_RECORDS TO PROCESS_.
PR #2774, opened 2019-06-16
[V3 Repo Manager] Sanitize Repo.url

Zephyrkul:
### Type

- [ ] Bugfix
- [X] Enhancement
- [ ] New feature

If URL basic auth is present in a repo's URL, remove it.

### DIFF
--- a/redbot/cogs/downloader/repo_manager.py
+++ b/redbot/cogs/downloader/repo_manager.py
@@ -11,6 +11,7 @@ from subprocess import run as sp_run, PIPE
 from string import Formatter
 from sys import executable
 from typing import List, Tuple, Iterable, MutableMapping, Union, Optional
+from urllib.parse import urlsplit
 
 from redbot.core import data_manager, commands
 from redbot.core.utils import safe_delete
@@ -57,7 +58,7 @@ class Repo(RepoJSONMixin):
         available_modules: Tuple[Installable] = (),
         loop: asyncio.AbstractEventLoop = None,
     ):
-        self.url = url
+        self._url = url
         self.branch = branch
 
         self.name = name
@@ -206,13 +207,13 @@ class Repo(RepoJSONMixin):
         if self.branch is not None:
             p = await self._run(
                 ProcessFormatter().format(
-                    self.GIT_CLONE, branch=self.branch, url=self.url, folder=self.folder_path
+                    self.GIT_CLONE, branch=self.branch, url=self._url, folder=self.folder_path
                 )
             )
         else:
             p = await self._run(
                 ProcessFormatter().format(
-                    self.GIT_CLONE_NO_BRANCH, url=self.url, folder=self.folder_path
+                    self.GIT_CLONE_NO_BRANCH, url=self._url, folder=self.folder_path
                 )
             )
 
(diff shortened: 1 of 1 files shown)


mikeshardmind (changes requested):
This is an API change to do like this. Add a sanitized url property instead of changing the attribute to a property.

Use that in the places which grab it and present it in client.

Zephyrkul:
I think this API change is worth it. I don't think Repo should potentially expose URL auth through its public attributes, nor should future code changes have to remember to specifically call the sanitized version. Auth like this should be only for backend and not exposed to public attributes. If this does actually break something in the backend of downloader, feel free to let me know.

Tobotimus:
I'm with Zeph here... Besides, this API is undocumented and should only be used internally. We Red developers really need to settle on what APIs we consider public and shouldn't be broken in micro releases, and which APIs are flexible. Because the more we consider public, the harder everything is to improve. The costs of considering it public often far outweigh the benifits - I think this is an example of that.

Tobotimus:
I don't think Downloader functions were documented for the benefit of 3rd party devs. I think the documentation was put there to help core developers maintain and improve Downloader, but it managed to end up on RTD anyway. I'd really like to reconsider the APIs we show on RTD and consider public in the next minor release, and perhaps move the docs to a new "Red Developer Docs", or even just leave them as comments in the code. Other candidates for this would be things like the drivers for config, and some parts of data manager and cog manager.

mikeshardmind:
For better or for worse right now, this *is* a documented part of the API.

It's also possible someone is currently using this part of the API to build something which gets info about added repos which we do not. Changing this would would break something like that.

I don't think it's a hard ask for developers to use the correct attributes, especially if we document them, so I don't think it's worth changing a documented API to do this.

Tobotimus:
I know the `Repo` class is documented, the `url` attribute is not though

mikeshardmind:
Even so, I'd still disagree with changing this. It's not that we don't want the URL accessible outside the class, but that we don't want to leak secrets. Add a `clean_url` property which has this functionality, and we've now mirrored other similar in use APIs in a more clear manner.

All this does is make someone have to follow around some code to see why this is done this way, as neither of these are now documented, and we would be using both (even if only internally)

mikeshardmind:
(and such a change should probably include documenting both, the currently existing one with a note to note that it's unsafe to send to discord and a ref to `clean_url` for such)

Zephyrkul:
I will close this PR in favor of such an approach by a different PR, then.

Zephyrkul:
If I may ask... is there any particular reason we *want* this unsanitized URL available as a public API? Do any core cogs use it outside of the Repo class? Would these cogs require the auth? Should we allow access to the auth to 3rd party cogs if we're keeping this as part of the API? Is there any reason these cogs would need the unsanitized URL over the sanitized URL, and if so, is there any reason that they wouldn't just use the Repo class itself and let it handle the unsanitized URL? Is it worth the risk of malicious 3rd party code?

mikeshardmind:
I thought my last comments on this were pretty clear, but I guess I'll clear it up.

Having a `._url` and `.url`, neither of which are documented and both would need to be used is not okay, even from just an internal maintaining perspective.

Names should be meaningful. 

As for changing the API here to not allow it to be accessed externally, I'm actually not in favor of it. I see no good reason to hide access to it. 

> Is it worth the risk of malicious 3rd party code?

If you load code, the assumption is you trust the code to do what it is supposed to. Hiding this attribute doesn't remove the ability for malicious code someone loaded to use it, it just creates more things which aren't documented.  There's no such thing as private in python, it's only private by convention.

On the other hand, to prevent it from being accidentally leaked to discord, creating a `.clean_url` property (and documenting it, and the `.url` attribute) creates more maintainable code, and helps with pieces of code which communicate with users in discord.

_TASK STATEMENT_. Output the records above in their entirety, exactly.

_TASK RESPONSE_.
PR #2774, opened 2019-06-16
[V3 Repo Manager] Sanitize Repo.url

Zephyrkul:
### Type

- [ ] Bugfix
- [X] Enhancement
- [ ] New feature

If URL basic auth is present in a repo's URL, remove it.

### DIFF
--- a/redbot/cogs/downloader/repo_manager.py
+++ b/redbot/cogs/downloader/repo_manager.py
@@ -11,6 +11,7 @@ from subprocess import run as sp_run, PIPE
 from string import Formatter
 from sys import executable
 from typing import List, Tuple, Iterable, MutableMapping, Union, Optional
+from urllib.parse import urlsplit
 
 from redbot.core import data_manager, commands
 from redbot.core.utils import safe_delete
@@ -57,7 +58,7 @@ class Repo(RepoJSONMixin):
         available_modules: Tuple[Installable] = (),
         loop: asyncio.AbstractEventLoop = None,
     ):
-        self.url = url
+        self._url = url
         self.branch = branch
 
         self.name = name
@@ -206,13 +207,13 @@ class Repo(RepoJSONMixin):
         if self.branch is not None:
             p = await self._run(
                 ProcessFormatter().format(
-                    self.GIT_CLONE, branch=self.branch, url=self.url, folder=self.folder_path
+                    self.GIT_CLONE, branch=self.branch, url=self._url, folder=self.folder_path
                 )
             )
         else:
             p = await self._run(
                 ProcessFormatter().format(
-                    self.GIT_CLONE_NO_BRANCH, url=self.url, folder=self.folder_path
+                    self.GIT_CLONE_NO_BRANCH, url=self._url, folder=self.folder_path
                 )
             )
 
(diff shortened: 1 of 1 files shown)


mikeshardmind (changes requested):
This is an API change to do like this. Add a sanitized url property instead of changing the attribute to a property.

Use that in the places which grab it and present it in client.

Zephyrkul:
I think this API change is worth it. I don't think Repo should potentially expose URL auth through its public attributes, nor should future code changes have to remember to specifically call the sanitized version. Auth like this should be only for backend and not exposed to public attributes. If this does actually break something in the backend of downloader, feel free to let me know.

Tobotimus:
I'm with Zeph here... Besides, this API is undocumented and should only be used internally. We Red developers really need to settle on what APIs we consider public and shouldn't be broken in micro releases, and which APIs are flexible. Because the more we consider public, the harder everything is to improve. The costs of considering it public often far outweigh the benifits - I think this is an example of that.

Tobotimus:
I don't think Downloader functions were documented for the benefit of 3rd party devs. I think the documentation was put there to help core developers maintain and improve Downloader, but it managed to end up on RTD anyway. I'd really like to reconsider the APIs we show on RTD and consider public in the next minor release, and perhaps move the docs to a new "Red Developer Docs", or even just leave them as comments in the code. Other candidates for this would be things like the drivers for config, and some parts of data manager and cog manager.

mikeshardmind:
For better or for worse right now, this *is* a documented part of the API.

It's also possible someone is currently using this part of the API to build something which gets info about added repos which we do not. Changing this would would break something like that.

I don't think it's a hard ask for developers to use the correct attributes, especially if we document them, so I don't think it's worth changing a documented API to do this.

Tobotimus:
I know the `Repo` class is documented, the `url` attribute is not though

mikeshardmind:
Even so, I'd still disagree with changing this. It's not that we don't want the URL accessible outside the class, but that we don't want to leak secrets. Add a `clean_url` property which has this functionality, and we've now mirrored other similar in use APIs in a more clear manner.

All this does is make someone have to follow around some code to see why this is done this way, as neither of these are now documented, and we would be using both (even if only internally)

mikeshardmind:
(and such a change should probably include documenting both, the currently existing one with a note to note that it's unsafe to send to discord and a ref to `clean_url` for such)

Zephyrkul:
I will close this PR in favor of such an approach by a different PR, then.

Zephyrkul:
If I may ask... is there any particular reason we *want* this unsanitized URL available as a public API? Do any core cogs use it outside of the Repo class? Would these cogs require the auth? Should we allow access to the auth to 3rd party cogs if we're keeping this as part of the API? Is there any reason these cogs would need the unsanitized URL over the sanitized URL, and if so, is there any reason that they wouldn't just use the Repo class itself and let it handle the unsanitized URL? Is it worth the risk of malicious 3rd party code?

mikeshardmind:
I thought my last comments on this were pretty clear, but I guess I'll clear it up.

Having a `._url` and `.url`, neither of which are documented and both would need to be used is not okay, even from just an internal maintaining perspective.

Names should be meaningful. 

As for changing the API here to not allow it to be accessed externally, I'm actually not in favor of it. I see no good reason to hide access to it. 

> Is it worth the risk of malicious 3rd party code?

If you load code, the assumption is you trust the code to do what it is supposed to. Hiding this attribute doesn't remove the ability for malicious code someone loaded to use it, it just creates more things which aren't documented.  There's no such thing as private in python, it's only private by convention.

On the other hand, to prevent it from being accidentally leaked to discord, creating a `.clean_url` property (and documenting it, and the `.url` attribute) creates more maintainable code, and helps with pieces of code which communicate with users in discord.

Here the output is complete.